As an example, he points to hospitals that try to institute formal policies to check the accuracy of verbal or telephone medication orders. While it may seem like common sense to require nurses who take verbal drug orders from physicians over the telephone to repeat the order back to make sure nothing gets lost in translation, Dr. Vaida explains that pushback from physicians can complicate matters.
“All too often,” he says, “physicians give an order and then automatically hang up or even chastise a nurse for repeating back an order. They sometimes even say they don’t have time for this.”
It’s an example of one opportunity that hospitals have to make progress in reducing drug problems. “There is a lot of evidence out there that things like this work,” he says. “Physicians should take the lead, and regularly say something like, ‘Read that back to me to make sure we have it correct.’ ”
Bringing physicians on board
Even as Dr. Vaida says that hospitals need to do more to reach out to physicians, he says it’s clear that many physicians understand the need to make changes in how they practice. A good example is avoiding abbreviations that have been shown to cause mix-ups.
If physicians weren’t on board with this type of initiative, he says, the recent survey would have shown much lower rates of improvement between 2000 and 2004. “You need everybody on board to show improvement in some of these areas,” Dr. Vaida explains. “It really is an interdisciplinary effect.”

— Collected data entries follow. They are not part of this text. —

PR #5931, opened 2025-08-14
feat(github-poc): Retrieve feature code references

emyller:


api/projects/code_references/migrations/0002_gotta_go_fast.py
```diff
@@ -0,0 +1,25 @@
...
+            model_name="featureflagcodereferencesscan",
+            index=django.contrib.postgres.indexes.GinIndex(
+                models.Func(
+                    models.F("code_references"),
+                    models.Value("$[*].feature_name"),
+                    function="jsonb_path_query_array",
+                ),
+                name="code_references_feature_name",
+            ),
+        ),
```
emyller: @khvn26 Reviving the discussion: https://github.com/Flagsmith/flagsmith/pull/5928#discussion_r2276235548

This index will favor the queries introduced by this patch, since we now have `code_references` as a `json` column [upstream](https://github.com/Flagsmith/flagsmith/pull/5928).

I'm not opposed to falling back to m2m — as said, each strategy has their pros and cons — though now, I think it makes sense to discuss on a separate issue, if you agree: https://github.com/Flagsmith/flagsmith/issues/5932. We can prioritize that issue within the PoC scope if necessary.

api/projects/code_references/services.py
```diff
@@ -0,0 +1,52 @@
...
+                    JSONObject(feature_name=F("feature_name")),
+                    function="jsonb_path_query_array",
+                ),
+                function="jsonb_array_length",
+            ),
+        )
+        # Only from the latest scans of each repository, within a 30-day sanity window
+        .filter(
+            created_at__gte=timezone.now() - timedelta(days=30),
+            project_id=OuterRef("project_id"),
```
Zaimwa9, line 69: maybe we can add a `count__gt=0`? Not sure it's useful to surface repos with 0 entries

api/projects/code_references/services.py
```diff
@@ -0,0 +1,52 @@
...
+    """
+    counts_by_repository = (
+        FeatureFlagCodeReferencesScan.objects
+        # Count code references from JSON matching the feature name
+        .annotate(
+            feature_name=OuterRef("name"),
+            count=Func(
+                Func(
+                    F("code_references"),
+                    Value("$[*] ? (@.feature_name == $feature_name)"),
```
Zaimwa9, line 59: Minor: I may be wrong, but GIN expression indexes usually require the query to match exactly the index (`$[*].feature_name`) from what I recall. Mind running EXPLAIN ANALYZE to verify?

api/projects/code_references/types.py
```diff
@@ -0,0 +1,40 @@
...
+
+@dataclass
+class FeatureFlagCodeReferences:
+    first_scanned_at: datetime | None
+    last_scanned_at: datetime | None
+    code_references: list[CodeReference]
+
+
+@dataclass
+class CodeReferencesRepositoryCount:
```
Zaimwa9, line 37: reminder for myself. This part still needs to be implemented in FE

Zaimwa9 (commented):
Overall good to me, just one doubt on the index

api/projects/code_references/serializers.py
```diff
@@ -1,26 +1,35 @@
...
+    VCSProvider,
+)
 
 
-class _CodeReference(TypedDict):
-    feature_name: str
-    file_path: str
-    line_number: int
+class _BaseCodeReferenceSerializer(serializers.Serializer[CodeReference]):
+    file_path = serializers.CharField(max_length=200)
```
khvn26: Windows has a path length limit of 256, linux of 4096 — where did 200 come from?

api/tests/unit/projects/code_references/test_unit_projects_code_references_views.py
```diff
@@ -126,3 +127,189 @@ def test_CodeReferenceCreateAPIView__responds_400_when_invalid_data(
...
+    )
+    assert references[2]["scanned_at"] == "2099-01-02T11:00:00Z"
+    assert references[2]["vcs_provider"] == "github"
+    assert references[2]["repository_url"] == "https://github.flagsmith.com/frontend/"
+    assert references[2]["revision"] == "frontend-2"
+    assert references[2]["file_path"] == "frontend/file2.js"
+    assert references[2]["line_number"] == 5
+    assert references[2]["permalink"] == (
+        "https://github.flagsmith.com/frontend/blob/frontend-2/frontend/file2.js#L5"
+    )
```
khvn26: nit: I'd prefer one `assert response.data == expected_data` here. Values we don't care about can be substituted with `mocker.ANY`.

api/projects/code_references/services.py
Zaimwa9: Discussed: repo exists but count = 0 is a hint of deleted featureFlag usage

api/projects/code_references/views.py
```diff
@@ -19,3 +37,96 @@ def perform_create(  # type: ignore[override]
...
+    permission_classes = [ViewFeatureFlagCodeReferences]
+
+    def get_object(self) -> FeatureFlagCodeReferences:
+        return FeatureFlagCodeReferences(
+            first_scanned_at=self._get_first_scanned_at(),
+            last_scanned_at=self._get_last_scanned_at(),
+            code_references=self._get_code_references(),
+        )
+
+    @cache
```
khvn26: I don't think this decorator makes sense here given that a new view instance is created on every request.

khvn26: Ah, I understand now it's to cater for duplicate `_get_related_references` calls in other helper methods.

I wonder now why isn't `_get_related_references` cached, though.

api/projects/code_references/views.py
```diff
@@ -19,3 +37,96 @@ def perform_create(  # type: ignore[override]
...
+    ) -> str:
+        """Generate a permalink for the code reference."""
+        match provider:
+            case VCSProvider.GITHUB:
+                return urljoin(
+                    repository_url, f"blob/{revision}/{file_path}#L{line_number}"
+                )
+        raise NotImplementedError(  # pragma: no cover
+            f"Permalink generation for {provider} is not implemented."
+        )
```
khvn26: I think I'd like all these helper methods to reside as public services in `services.py`.
No matter how simple, it's still business logic, and I prefer to keep it out of views/serializers.

api/projects/code_references/migrations/0002_gotta_go_fast.py
khvn26: > This index will favor the queries introduced by this patch, since we now have code_references as a json column

I'm not sure how that contradicts an m2m through table, but, to keep the pace, I'll defer to your decision here.

api/projects/code_references/migrations/0002_gotta_go_fast.py
```diff
@@ -0,0 +1,25 @@
+# Generated by Django 4.2.22 on 2025-08-14 16:51
```
khvn26: Appreciate the Sonic reference but would prefer a more formal filename here, maybe `0002_add_featureflagcodereferencesscan_gin_index.py`.

khvn26 (changes requested):
LGTM with a couple non-functional comments.

api/projects/code_references/views.py
emyller: Because there is no database query evaluation happening in it.

api/projects/code_references/migrations/0002_gotta_go_fast.py
emyller: Gah I almost did it!

api/projects/code_references/migrations/0002_gotta_go_fast.py
emyller: It would just mean a big change of pace, yes. I meant that modifying the architecture to m2m is out of scope to *this* pull request, and would become a big blocker if we decided so. I've filed https://github.com/Flagsmith/flagsmith/issues/5932 so we don't let it slide easily.

api/projects/code_references/serializers.py
emyller: ~Voices in my head~ my own experience-educated guess really. Thanks for sharing the knowledge; ajusted to Windows' `MAX_PATH` ([docs](https://learn.microsoft.com/en-us/windows/win32/fileio/maximum-file-path-limitation?tabs=registry)) here: 1558f3f56c4b8bd9c715dd4abf35c7895dd777cf.

khvn26: What about Linux? https://github.com/torvalds/linux/blob/ee94b00c1a648530333d9734200be7a45e6e00cd/include/uapi/linux/limits.h#L13

khvn26: Also, would like this to be a constant defined in `constants.py`

api/projects/code_references/services.py
emyller: @Zaimwa9 Thank you for the challenge here. According to this [Postgres documentation](https://www.postgresql.org/docs/current/datatype-json.html#JSON-INDEXING), we **should** get a performance boost in filtering here.

I just did a test with 1M scans, each containing 100+ code references. I've tried several jsonpath queries and the index did not help as much as expected. 😞  Surprisingly, creating the index on the JSON field _entirely_ rather than from an expression **did** help:

```
create index idx_1 on code_references_featureflagcodereferencesscan using gin (code_references);
```

Experimenting made me realize we might actually **not need this index at all**. ✨ The reason is that we never query for all of the historical scans; rather, we only obtain the most recent for each repository, which will most likely translate to a SeqScan in the query planner anyway — since both `project_id` and `created_at` already have their own btree indexes.

I've went ahead and deleted the index. 7bc6166b96ebf760b9c9fc6ffa224ca0bdcd2b83.
cc @khvn26

api/projects/code_references/services.py
emyller: Yup. We will intentionally return scans not matching a feature, as that might indicate that the feature was deleted from the code.

api/tests/unit/projects/code_references/test_unit_projects_code_references_views.py
emyller: I like the above format because it's easier to debug when testing. I'm happy either way. Improved as part of 6244ebff5fe948cfc187eb43d71aa398afc9f69c.

api/projects/code_references/views.py
emyller: Refactored as part of 6244ebff5fe948cfc187eb43d71aa398afc9f69c.

api/projects/code_references/migrations/0002_gotta_go_fast.py
emyller: The migration was deleted. 🤷 
See relevant thread: https://github.com/Flagsmith/flagsmith/pull/5931#discussion_r2279030342

api/projects/code_references/serializers.py
emyller: > What about Linux?

Yeah good point. I've refactored this and expanded the limit as of 38466ffdd8a3224fde68d357bb9e0b613a840af4. I guess Windows users will see issues before they have the chance to integrate with this.

khvn26 (approved):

Technology also appears to be contributing to hospitals’ improvements on the survey. The self-assessment found that nearly 15 percent of hospitals now have bedside bar coding processes in place for at least some of their patients. And about 12 percent of hospitals said they have computerized physician order entry, a number that is up 4 percent.
The ISMP survey found that the greatest improvements since 2004 occurred in hospitals’ willingness to discuss errors openly using nonpunitive approaches. ISMP found a 43 percent increase in “non-punitive, system-based approaches to error reduction.”
The recent survey also found a 29 percent improvement since 2000 in efforts to minimize problems with look-alike/sound-alike drugs. Many hospitals are now physically separating these drugs, putting alert stickers on them, or putting information in their computer systems that notify practitioners when these drugs are ordered.
The pace of progress
Dr. Vaida says that overall, he is encouraged by the pace of progress. He notes that as recently as 2000, in the aftermath of the IOM patient safety report’s publication, “many of these were new ideas. It is heartening to see that many hospitals now have adopted a much more open culture for sharing error reports.”
Another good sign? Dr. Vaida says that anecdotally, at least, hospitals that have conducted the self-assessment process that is part of the survey have said that it was “a great learning experience.” Many also use it as a jumping-off point for quality-improvement projects.
When they participate in the self-assessment process, he notes, physicians often learn that no hospital-wide sharing of error information exists. As a result of that realization, they often approach colleagues in other units to find, discuss “and learn from “their approach to reducing drug errors.
“All of a sudden,” Dr. Vaida says, “the nurses in med-surg are saying, ‘I never knew you guys were doing that. Maybe we should do it too.’ Or the physicians are saying, ‘You mean you don’t get automatic alerts on this?’ ”
Deborah Gesensway is a freelance writer who reports on U.S. health care from Toronto, Canada.